ModuleNotFoundError: No module named 'sklearn'

Now let us put our model to use

In [None]:
text = input("Write your review here:")

In [None]:
pred = model.predict( tf.convert_to_tensor([text]))[0]
if pred >= 0.5: 
    print('positive sentiment')
else:
    print('negative sentiment')

# Stack two or more LSTM layers

Keras recurrent layers have two available modes that are controlled by the `return_sequences` constructor argument:

* If `False` it returns only the last output for each input sequence (a 2D tensor of shape (batch_size, output_features)). This is the default, used in the previous model.
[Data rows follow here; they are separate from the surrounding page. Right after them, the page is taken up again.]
PR #5927, opened 2026-06-10
feat: remember last used chain for address book pairing

stepanLav:
## Problem

When connecting the address book backend, the signing chain selector always defaulted to the Polkadot relay chain. Users whose keys live on another chain (e.g. Asset Hub) had to re-select their network on every single login.

Closes the second option from the reported feedback: let the default network follow user preference.

## Solution

- New persisted store `$defaultAuthChainId` (localStorage key `address-book-default-auth-chain-id`, `persist` from `effector-storage/local` with `sync: true` per project convention — synchronous hydration, no race with the first modal open).
- First-ever pairing still defaults to the Polkadot relay chain.
- After a successful sign-in, the chain that was used is saved and preselected on every later pairing/re-connection. Failed or cancelled attempts don't change the preference, and it deliberately survives sign-out / URL clear (unlike the last-authed account, which is cleared).
- If the saved chain was removed from the chains config in a later release, the selector falls back to the Polkadot relay chain instead of feeding a stale `chainId` into the Vault QR signing payload.
- Chain list ordering needed no change: `ChainSelect` already sorts options via `chainsService.sortChains`, the same ordering used across the app.

## Spec

Added `src/renderer/aggregates/backend/README.md` — product spec for the backend connection/auth flow, including the new default-chain rules.

## Screenshots/Recordings

https://github.com/user-attachments/assets/73e68bf6-8492-4d9e-acf8-50ad9c8bfda9

## Checklist

Fixes novasamatech/nova-spektr-tracker#76
Fixes novasamatech/nova-spektr-tracker#81

### DIFF
--- a/src/renderer/aggregates/backend/README.md
+++ b/src/renderer/aggregates/backend/README.md
@@ -1,0 +1,56 @@
+# Address book backend connection & authentication
+
+## Overview
+
+Lets the user connect Nova Spektr to a self-hosted address-book backend and prove account ownership by signing a
+challenge. Once authenticated, contacts sync with the backend; the aggregate keeps the session alive and surfaces expiry
+or network issues.
+
+## Who can use it / when it applies
+
+- Reached from the address book via the backend configuration modal (add or edit a backend URL).
+- Signing requires at least one signable account: a Polkadot browser-extension account or a Polkadot Vault account.
+
+## States / scenarios
+
+| State             | When it appears                                | What the user sees                                                                          |
+| ----------------- | ---------------------------------------------- | ------------------------------------------------------------------------------------------- |
+| URL entry         | Modal opened with no backend or while editing  | URL input with live reachability probe (checking / reachable / unreachable / wrong backend) |
+| Account selection | URL is valid and the user is not yet connected | Account select, preselected with the previously used account when known                     |
+| Signing           | Connect pressed                                | Signing flow; for Vault accounts also a network selector (see below)                        |
+| Connected         | Session is live and the URL is unchanged       | Connected account with a disconnect action                                                  |
+| Error             | Challenge or signature verification failed     | Error alert with a "try again" action                                                       |
+| Session expired   | Background health check loses the session      | Toast with a reconnect shortcut                                                             |
+
+### Signing network selection
+
+Vault accounts sign on a specific network, so the signing step shows a network selector (networks listed in the same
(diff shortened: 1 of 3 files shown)


savvyer (approved):

cuteWarmFrog (commented):
## Code review — PR #5927 (remember last used chain for address book pairing)

The core implementation is sound: persistence, read-back, the `chainsMap[selectedChainId] ?? null` UI guard, and the model fallback to Polkadot all behave correctly, and the invalid-chain case is handled in two places. The findings below are all minor / hardening observations — none block merge.

### 🟡 Minor — stale `$defaultAuthChainId` is never repaired in localStorage
`src/renderer/aggregates/backend/model/auth-model.ts:209`

When the saved chain has been permanently removed from config, the fallback corrects `$selectedChainId` per reset but never rewrites the persisted `$defaultAuthChainId`. localStorage keeps the dead `chainId` indefinitely for sessions that never sign in. Consider re-persisting the resolved fallback chain.

### 🟡 Minor — empty-`$chains` reset trusts a possibly-removed saved chainId
`src/renderer/aggregates/backend/model/auth-model.ts:213`

While `$chains` is still rehydrating (`Object.keys(chains).length === 0`), the reset trusts the saved `chainId` unconditionally, so `$selectedChainId` can momentarily hold an invalid chain. If a Vault user manages to press Connect before `$chains` populates, `messageSignModel.init` receives a chainId absent from the chain list. The window is tiny (effector-storage rehydrates synchronously and signing needs multiple clicks), but worth a guard.

### 🟡 Minor — remembered chain is overwritten on every sign-in, including extension accounts
`src/renderer/aggregates/backend/model/auth-model.ts:299`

* If `True` the full sequences of successive outputs for each timestep is returned (a 3D tensor of shape `(batch_size, timesteps, output_features)`).


In [None]:
model = tf.keras.Sequential([
    vectorize_layer,
    tf.keras.layers.Embedding(input_dim=VOCAB_SIZE, output_dim=EMBEDDING_DIM, mask_zero=True),
    tf.keras.layers.Bidirectional(tf.keras.layers.LSTM(64,  return_sequences=True)),
    tf.keras.layers.Bidirectional(tf.keras.layers.LSTM(32)),
    tf.keras.layers.Dense(64, activation='relu'),
    tf.keras.layers.Dense(1, activation='sigmoid')
])

In [None]:
model.compile(loss=tf.keras.losses.BinaryCrossentropy(from_logits=False),
              optimizer=tf.keras.optimizers.Adam(1e-4),
              metrics=['accuracy'])

In [None]:
model.fit(train_ds, 
          epochs=1,
          validation_data=val_ds)

In [None]:
test_loss, test_acc = model.evaluate(test_ds)

print('Test Loss:', test_loss)
print('Test Accuracy:', test_acc)

In [None]:
sample_text = 'i dozed off during the show.'
predictions = model.predict(tf.convert_to_tensor([sample_text]))
print( 'positive' if predictions >= 0.5 else 'negative')